January 9-13, 2010
Town & Country Convention Center
San Diego, CA
Luca Dondini1 , Marco Adami1 , Orietta Lain2 , Federica Cattonaro4 , Remo Chiozzotto3 , Filippo Geuna3 , Stefano Tartarini1 , Daniele Bassi3 , Raffaele Testolin2 , Rosa Ye5 , David Mead5 , Cheng-Cang Wu5
Apricot (Prunus armeniaca L.) is one of the most important species of the stone fruit crops. A molecular genetic approach has been initiated to map putative regions associated with resistance and fruit quality in this species. BAC libraries have been employed for a wide variety of applications, such as physical mapping and map-based cloning, allowing the identification of genomic regions containing important loci for the discovery of new genes. Standard BAC library construction methods are based on partial restriction digestion of high molecular weight (HMW) genomic DNA. Because restriction enzyme sites are not evenly distributed across a genome, the resulting libraries are substantially biased, with numerous gaps which cannot be eliminated even by rising many fold the genome equivalent coverage. Gaps due to restriction enzyme bias are expected to be eliminated by novel methods to randomly shear HMW genomic DNA into very large fragments up to ~250 kb.
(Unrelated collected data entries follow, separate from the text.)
PR #3698, opened 2025-08-12
Observer gurobi refactor

michaelbynum:
## Summary/Motivation:
This PR refactors the gurobi interfaces to achieve two goals:
- reduce duplicate code
- use the new contrib.observer package

- create a directory for gurobi now that there are 4 files
- create a base class for all of the interfaces that use gurobipy, making the direct and persistent interfaces more consistent (e.g., tc_map, postsolve, solve, mipstart)
- modify the persistent interface to use the contrib.observer package
- add mipstart functionality to gurobi direct and gurobi minlp
- add a minimum gurobipy version to the direct interface (addMConstr was not added until version 9)
- simplified some of the persistent interface

### Legal Acknowledgement


pyomo/contrib/solver/plugins.py
```diff
@@ -39,7 +39,7 @@ def load():
         doc='Direct interface to Gurobi accommodating general MINLP',
     )(GurobiDirectMINLP)
     SolverFactory.register(
-        name="highs", legacy_name="highs", doc="Persistent interface to HiGHS"
+        name="highs", legacy_name="highs_v2", doc="Persistent interface to HiGHS"
```
jsiirola: Why is this being renamed?  There wasn't a `highs`, so it doesn't make a lot of sense to change this to `v2`?

pyomo/contrib/solver/solvers/gurobi/__init__.py
```diff
@@ -0,0 +1,3 @@
+from .gurobi_direct import GurobiDirect
+from .gurobi_persistent import GurobiPersistent
+from .gurobi_direct_minlp import GurobiDirectMINLP
```
jsiirola: We have had issues with relative imports; it would probably be best to convert these to absolute imports...

pyomo/contrib/solver/solvers/gurobi/gurobi_direct_base.py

Here we describe the construction and preliminary characterization of an apricot BAC library using a random-shear approach coupled to the DNATerminator® End Repair reagents (Lucigen) to prepare inserts for efficient ligation. This library was constructed from the cultivar Lito, an important parent in apricot breeding programs and comprises 33,366 clones for an estimated 10X genome coverage. As a first application of the BAC library, we identified about 50 clones carrying SSR marker alleles from different regions of the genome tagged for Plum Pox virus (PPV) resistance and fruit quality, thus confirming the suitability of this library for gene identification and physical mapping of the apricot genome. The average clone size and degree of coverage will be also discussed.